# .NET C# - Ausgänge 24V setzen, Eingänge 24V Änderungen, Event abfragen



## ThomasAdler (13 Dezember 2011)

http://code.google.com/p/nmodbus/downloads/detail?name=NModbus_net-3.5_1.11.0.0-source.zip&can=2&q=

http://code.google.com/p/nmodbus/downloads/list
Hallo,
hat jemand Erfahrung mit diesem Assembly?
Ich suche so eine Art StarterKit.

Welcher Hardwares eignen sich für 5 bis 10 Eingänge, 5 bis 10 Ausgänge?
Grüße Thomas


----------



## Michael.Uray (13 Dezember 2011)

Als IO System könntest du den X20BC0087 + Zubehör (Rückwandmodul, IO Module...) verwenden, falls das nicht zu "Overkill" für deine Anwendung ist.

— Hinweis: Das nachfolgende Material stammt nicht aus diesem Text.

PR #67, opened 2020-12-10
Do all tasks

YuraMitryakhin:
Created class BulldozerProducer, ExcavatorProducer and TruckProducer which implements MachineProducer. And also realized class MachineServiceImpl.

### DIFF
--- a/src/main/java/core/mate/academy/service/BulldozerProducer.java
+++ b/src/main/java/core/mate/academy/service/BulldozerProducer.java
@@ -1,0 +1,15 @@
+package core.mate.academy.service;
+
+import core.mate.academy.model.Bulldozer;
+import java.util.ArrayList;
+import java.util.List;
+
+public class BulldozerProducer implements MachineProducer {
+    @Override
+    public List<Bulldozer> get() {
+        List<Bulldozer> bulldozers = new ArrayList<>();
+        Bulldozer bulldozer = new Bulldozer("Cat", "Orange", 1000);
+        bulldozers.add(bulldozer);
+        return bulldozers;
+    }
+}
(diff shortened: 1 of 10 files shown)


src/main/java/core/mate/academy/service/BulldozerProducer.java
```diff
@@ -0,0 +1,15 @@
+package core.mate.academy.service;
+
+import core.mate.academy.model.Bulldozer;
+import java.util.ArrayList;
+import java.util.List;
+
+public class BulldozerProducer implements MachineProducer {
```
IvanLuchkin, line 7: We need to parametrize `MachineProducer` interface to let him know that this implementation is dependent on the exact inheritant of `Machine` (same with other producers)

src/main/java/core/mate/academy/service/BulldozerProducer.java
```diff
@@ -0,0 +1,15 @@
...
+    @Override
+    public List<Bulldozer> get() {
+        List<Bulldozer> bulldozers = new ArrayList<>();
+        Bulldozer bulldozer = new Bulldozer("Cat", "Orange", 1000);
+        bulldozers.add(bulldozer);
```
IvanLuchkin, line 12: Redundant variable declaration can be removed (also applies to other producers)

IvanLuchkin (changes requested):

src/main/java/core/mate/academy/service/MachineServiceImpl.java
```diff
@@ -1,7 +1,43 @@
...
+        }
+        if (type == Excavator.class) {
+            machines = new ExcavatorProducer().get();
+            return new ArrayList<>(machines);
+        }
+        if (type == Truck.class) {
+            machines = new TruckProducer().get();
+            return new ArrayList<>(machines);
+        }
+        return null;
```
RomanDubovskyi, line 27:
```suggestion
        return Collections.EMPTY_LIST;
```

RomanDubovskyi (approved):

Die Hardware wird sich etwa um die € 300,- bewegen.
Zum Konfigurieren der IOs gibt es den Field Bus Designer.
Hier ist noch das X20 Anwenderhandbuch zu finden.
Das c# Assembly kenne ich leider nicht.


----------



## CSharper (14 Dezember 2011)

*Ansprechen von Hardware mit .NET Treiber*

Hallo Thomas,
als Hardware würde sich ein  ILB ETH 24 DI16 DIO16-2TX von Phoenix Contact eignen.
Für diese Baugruppe gibt es einen kostenlosen .NET Treiber "HFI" (dotnet_framework_20_hfi_v215.exe) der das .NET Framework 2.0 unterstützt.
Dieser Treiber hat die Möglichkeit, für jeden Ein- und Ausgang ein Objekt anzulegen.
 Ein Eingangsobjekt würde bei Änderung eines Eingangspegels der Baugruppe dann ein Event auslösen. 
Weitere Informationen findest Du bei www.phoenixcontact.com.

Übersicht zum Thema

Gruß
CSharper


----------



## CSharper (13 Februar 2012)

Hallo zusammen,
den HFI Treiber gibt es jetzt auch für Windows 7 und  .NET Framework 3.5.
Siehe: Produktneuheiten


----------



## stef_feu (24 Mai 2012)

ich habe den treiber bisher noch nicht gesehen!!


----------



## CSharper (24 Mai 2012)

*Download HFI Treiber*

Hallo,
den Treiber findet man auf der Homepage von Phoenix Contact www.phoenixcontact.de.
Dort unter Suche HFI eingeben, unter den Suchergebnissen bei der Anschaltbaugruppe 
IBS PCI SC/I-T - 2725260 auf den Link Downloads klicken.
Auf der neuen Seite, befindet sich der Treiber unter der Rubrik Software.
Um den Treiber Herunterzuladen, muss man sich vorher bei Phoenix Contact registrieren.
Die Registrierung ist kostenfrei.

Gruß
CSharper


----------



## stef_feu (24 Mai 2012)

warum taucht dieser nicht bei  IL ETH BK DI8 DO4 2TX-PAC

auf?


----------



## CSharper (24 Mai 2012)

Hallo,
vermutlich ist auf der Webseite ein Fehler, die Baugruppe wird jedenfalls unterstützt.

Gruß
CSharper


----------



## stef_feu (1 Juni 2012)

Hallo CSharper,

gibts irgendwo ein Beispielprogramm ohne die visuellen Controls?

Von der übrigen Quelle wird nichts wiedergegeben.